Master strategists Williams, Anderson in World Series dugouts
World Series Managers Dick Williams of the San Diego Padres and Sparky Anderson of the Detroit Tigers are like a couple of old gunfighters Hollywood has brought back for a multi-million dollar, Western epic.
Williams, with a mustache the consistency of a wire brush and smoldering eyes , even looks the part. While Anderson might need some help with his makeup (a little more five o'clock shadow, please), nobody has to coach Sparky on being aggressive.
At this point it hardly seems necessary to state the obvious, but if there is anyone out there who doesn't know that for years Williams and Anderson have been two of the best managers in baseball, consider this statement an affidavit. Between them they have won four World Series: Dick guiding the Oakland A's to the 1972 and '73 titles; Sparky collecting championship rings with the Cincinnati Reds in 1975 and '76.
In the current series Detroit broke out front with a 3-2 victory in Game 1. Anderson, of course, realizes that he and Williams must do mental battle many more times before the series ends.
Sparky is quick to acknowledge the strategic prowess of his counterpart. In fact, he told reporters during a workout in San Diego that Williams had outmanaged him in the '72 fall classic. That was the year Williams's underdog Oakland club upset Anderson's more celebrated Reds.
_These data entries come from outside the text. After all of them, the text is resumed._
PR #1707, opened 2023-02-07
Allow cidr expansion

jluhrsen:
- only the mask can change and must become smaller (allowing for more
  ip addresses across the entire cluster)
- only supported for OVNKuberentes

### DIFF
--- a/pkg/names/names.go
+++ b/pkg/names/names.go
@@ -71,6 +71,10 @@ const NetworkMigrationAnnotation = "networkoperator.openshift.io/network-migrati
 // to indicate the current IP Family mode of the cluster: "single-stack" or "dual-stack"
 const NetworkIPFamilyModeAnnotation = "networkoperator.openshift.io/ip-family-mode"
 
+// ClusterNetworkCIDRsAnnotation is an annotation on the OVN networks.operator.openshift.io daemonsets
+// to indicate the current list of clusterNetwork CIDRs available to the cluster.
+const ClusterNetworkCIDRsAnnotation = "networkoperator.openshift.io/cluster-network-cidr"
+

What Anderson was referring to mostly was a 1972 incident that involved Reds' slugger Johnny Bench, who was batting in the World Series with runners on base. After Oakland relief pitcher Rollie Fingers ran the count to three and two on Bench, Williams emerged from the dugout to hand signal what everybody assumed was an intentional base on balls.
And it sure looked that way when Oakland catcher Gene Tenace moved out to the right of home plate to take the next pitch. Only before Fingers delivered the ball, Tenace had jumped back behind the plate to gather in a called third strike. Bench, completely fooled by this maneuver, never took his bat off his shoulder.
Although the paper work Williams does during and after games has never received the publicity that Earl Weaver's ''Bird Book'' got when he managed the Baltimore Orioles, Dick's charts and graphs are just as expansive and effective.
While some managers can only win with a set lineup, Williams is a master at platooning; at finding pinch-hitters who deliver; and having just the right style relief pitcher ready out of his bullpen for that one particular moment. What Dick doesn't know about the on-the-field habits of opposing players, only the FBI could find out.
In an age of leniency with players, Williams is a disciplinarian who has never been afraid to fine even his stars, although he keeps that information to himself.
Sparky Anderson, during television interviews with the media, is everybody's favorite grandfather, a testimonial to premature silver hair and folksy language. Anderson is such a positive thinker that he can even find something nice to say about a .200 hitter who hasn't driven in a run in three months. But while Sparky's ballpark rhetoric is delightful from a news sense, the Detroit manager in his way can be as tough as Williams.
When Anderson managed Cincinnati, he was known throughout the National League as Captain Hook, a reference to how often he would yank a Reds' starting pitcher at the first hint of trouble. Maybe the pitchers didn't like it, but Sparky was right of course. At that time, Cincinnati had one of the best bullpens in baseball (remember Clay Carroll and Pedro Borbon?) and he would have been foolish not to use it.
If you have followed the way Anderson has run the Tigers this season, you already know what Sparky has done with 25 players in a game that requires only nine. For example, despite having three of baseball's top starting pitchers in Jack Morris, Dan Petry, and Milt Wilcox, the Detroit staff has recorded just 19 complete games this season.
Removing Morris, Petry, and Wilcox regularly in the late innings was not done simply to save some arms, but because Anderson may have had the best 1-2 bullpen punch in the league in Willie Hernandez and Aurelio Lopez, who had 46 saves between them.
During one stretch this season, Hernandez was 30-for-30 in save situations. Of the 30 runners who were on base when Anderson did wave Hernandez in from the bullpen, only nine scored - three due to errors and one as the fielders executed a double play.
Because both Williams and Anderson have faces that make sculptors go running for their tools, those World Series television producers who call the shots are forever ordering their cameras turned on Dick and Sparky.
If the score is close and the hour is late, you won't see either man smile much. Chances are Anderson will be engaged in conversation with his coaches, while Williams will be shuffling papers to refresh himself on some point.
There may not be two other managers in baseball who run a game better than Dick and Sparky, who were teammates at Fort Worth in the Texas League in 1955. It's a shame that one of these two hardliners will go into the record books as the losing manager in the 1984 World Series.